I heard a great quote today that is almost the opposite of this: "There are no
great men, just great challenges which ordinary men, out of necessity, are
forced by circumstances to meet" - William Halsey

That seems like a much greater view than "you'll only succeed if you are the
best in the world", which pretty much translates to "why bother" for just
about everyone, because almost no one is objectively "the best in the world"

------
gizmo
In an attempt to re-rail the discussion away from the somewhat fluffy and
self-congratulatory tone of the blogpost, let me make a few observations.

Startups and new technologies need growth more than anything. Whether it's
bitcoin or NoSQL, you need to reach some sort of critical mass or it's game
over. As a general rule, if your idea is good there must be people out there
who can get really passionate about what you're doing and you have to be able
to find them. The earliest adopters. To them you have to provide what pg calls
the quantum of utility.

You don't create these early adopters as much as you discover them. If the
problem is real then the pain points are real and then people will
automatically care about your solution and spread the word.

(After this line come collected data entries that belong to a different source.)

PR #10545, opened 2021-11-29
fix weak algorithm

### LINKED ISSUE #10544: CA signature digest algorithm too weak
https://istio.io/latest/docs/tasks/traffic-management/ingress/secure-ingress/
```bash
curl -HHost:httpbin.example.com --resolve "httpbin.example.com:443:172.18.0.6" --cacert example.com.crt "https://httpbin.example.com"
curl: (60) SSL certificate problem: CA signature digest algorithm too weak
More details here: https://curl.haxx.se/docs/sslcerts.html

curl failed to verify the legitimacy of the server and therefore could not
establish a secure connection to it. To learn more about this situation and
how to fix it, please visit the web page mentioned above.
```

liuxu623:

Fix #10544 

- [x] Docs

### DIFF
--- a/content/en/docs/tasks/observability/gateways/index.md
+++ b/content/en/docs/tasks/observability/gateways/index.md
@@ -59,7 +59,7 @@ This example uses self-signed certificates, which may not be appropriate for pro
     $ mkdir -p ${CERT_DIR}
     $ openssl req -x509 -sha256 -nodes -days 365 -newkey rsa:2048 -subj "/O=example Inc./CN=*.${INGRESS_DOMAIN}" -keyout ${CERT_DIR}/ca.key -out ${CERT_DIR}/ca.crt
     $ openssl req -out ${CERT_DIR}/cert.csr -newkey rsa:2048 -nodes -keyout ${CERT_DIR}/tls.key -subj "/CN=*.${INGRESS_DOMAIN}/O=example organization"
-    $ openssl x509 -req -days 365 -CA ${CERT_DIR}/ca.crt -CAkey ${CERT_DIR}/ca.key -set_serial 0 -in ${CERT_DIR}/cert.csr -out ${CERT_DIR}/tls.crt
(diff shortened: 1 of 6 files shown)


Arhell (commented):
/ok-to-test

lei-tang (approved):
Thanks for the fix! 
Nit: can you add a comment on the default digest algorithm used by openssl?

howardjohn (changes requested):
Do we really need to make it more complex? This is clearly just an example of a minimal portable command to generate a cert. No one should be using this in production - it even has `example.com` in the command.

IMO a demo command should set the minimal flags possible. As is, a user will now need to try to grok why 'sha256' is used. Is it because the author likes it? Because its recommended? Because its required? It adds a lot of cognitive overload.

liuxu623:
> Do we really need to make it more complex? This is clearly just an example of a minimal portable command to generate a cert. No one should be using this in production - it even has `example.com` in the command.
> 
> IMO a demo command should set the minimal flags possible. As is, a user will now need to try to grok why 'sha256' is used. Is it because the author likes it? Because its recommended? Because its required? It adds a lot of cognitive overload.

I try to fix #10544, and I figured it out. Because I use macOS's openssl generate certificate, and use Ubuntu's curl test.
```
macOS openssl version
LibreSSL 2.8.3
```
```
Ubuntu openssl version
OpenSSL 1.1.1f  31 Mar 2020
```
The macOS's openssl default digest algorithm is sha1, and if I use Ubuntu's openssl  generate certificate digest algorithm is sha256.

howardjohn (approved):
lgtm, didn't realize the curl issue.

Have to love osx...

liuxu623:
> Thanks for the fix! Nit: can you add a comment on the default digest algorithm used by openssl?

```
macOS openssl version
LibreSSL 2.8.3
```
```
Ubuntu openssl version
OpenSSL 1.1.1f  31 Mar 2020
```
The macOS's openssl default digest algorithm is sha1, and Ubuntu's openssl is sha256.

craigbox (approved):
/cherrypick release-1.12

We programmers hack away at projects in the weekends, because it's what we
love to do. Frequently we gravitate to projects that somehow make our lives
easier. Maybe we just need a couple of scripts to grep through a music library
or maybe something to reliably diff SQL table layouts. Of course it's not just
programmers, it applies to makers of all sorts. For instance you'll see
mechanics modify office chairs so they can work comfortably in odd positions.

These makers who hack together solutions for themselves aren't early adopters,
they _precede_ the early adopters. They're not just people who realize a some
half-baked startup product prototype is useful but people who immediately see
how it can potentially change the world exactly because they considered
building it 9 months ago. A long time ago we learned that it's madness to
market new products to Laggards. It doesn't matter that they need what you've
made and that they have money. It doesn't matter because you have to persuade
every Laggard individually. And that way you can't grow.

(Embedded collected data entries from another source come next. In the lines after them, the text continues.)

PR #10572, opened 2021-12-06
Garyan refactoring

aryan16:

- [ ] Docs
- [ ] Installation
- [ ] Networking
- [ ] Policies and Telemetry
- [X] Security
- [ ] Test and Release
- [ ] User Experience

### DIFF
--- a/content/en/docs/concepts/security/index.md
+++ b/content/en/docs/concepts/security/index.md
@@ -602,28 +602,6 @@ spec:
 
 This [example](http://istio.io/latest/docs/reference/config/security/authorization-policy/#deny-policy) shows an authorization policy that denies requests if the source is not the `foo` namespace:
 
-<!-- {{< text yaml >}}
-apiVersion: security.istio.io/v1beta1
-kind: AuthorizationPolicy
-metadata:
- name: httpbin-deny
- namespace: foo
-spec:
- selector:
-   matchLabels:
-     app: httpbin
-     version: v1
- action: DENY
- rules:
- - from:
-   - source:
-       notNamespaces: ["foo"]
-{{< /text >}}
-
-The deny policy takes precedence over the allow policy. Requests matching allow
-policies can be denied if they match a deny policy. Istio evaluates deny
-policies first to ensure that an allow policy can't bypass a deny policy. -->
-
 #### Policy Target
 
 You can specify a policy's scope or target with the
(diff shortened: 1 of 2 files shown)


aryan16:
@xulingqing could you please have a look in this pr.

Arhell (commented):
/ok-to-test

craigbox (changes requested):
`content/en/docs/reference/config/security/authorization-policy/index.html` is generated from https://github.com/istio/api/tree/master/security/v1beta1.  Changes to it here will be overwritten.  You'll have to make this change in the protos in the reference docs.

justinpettit:
Can you please not delete content in one commit and then add it back in a different commit?  It makes it hard to track the changes.  If content is moved, it will be easier to follow within a commit.

aryan16:
@justinpettit sorry I couldn't understand your comment properly. We want to have one single commit for the change right ? Right now we are following that only, the other commit which you see had few issues. I forgot to squash both the commits.

ericvn:
> 2. Added a new section named **Examples** in references/configuration/security/Authorization Policy.

As noted above by Craig, this change will need to be done in the istio/api repo (https://github.com/istio/api/blob/master/security/v1beta1/authorization_policy.pb.html) and that will be pulled in (there is a daily job that runs that will pull the change). Note that the file is generated from https://github.com/istio/api/blob/master/security/v1beta1/authorization_policy.proto.

aryan16:
> 
noted.

aryan16:
I have moved some of the authorization examples to ops/configurations/security/security-policy-examples. I will add the tests once I get approval for this change.
cc : @myidpt

justinpettit:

I'm thinking that in the same way targeting early adopters is madness when you
can target Makers instead.

If startups are all about traction, who is a better advocate for your product
than somebody who's been playing with the idea for the past year during their
weekends? Nobody! If you have an army of makers as your first users and
customers the regular early adopters will follow automatically. And with
traction like that you'll be unstoppable. Like Stripe.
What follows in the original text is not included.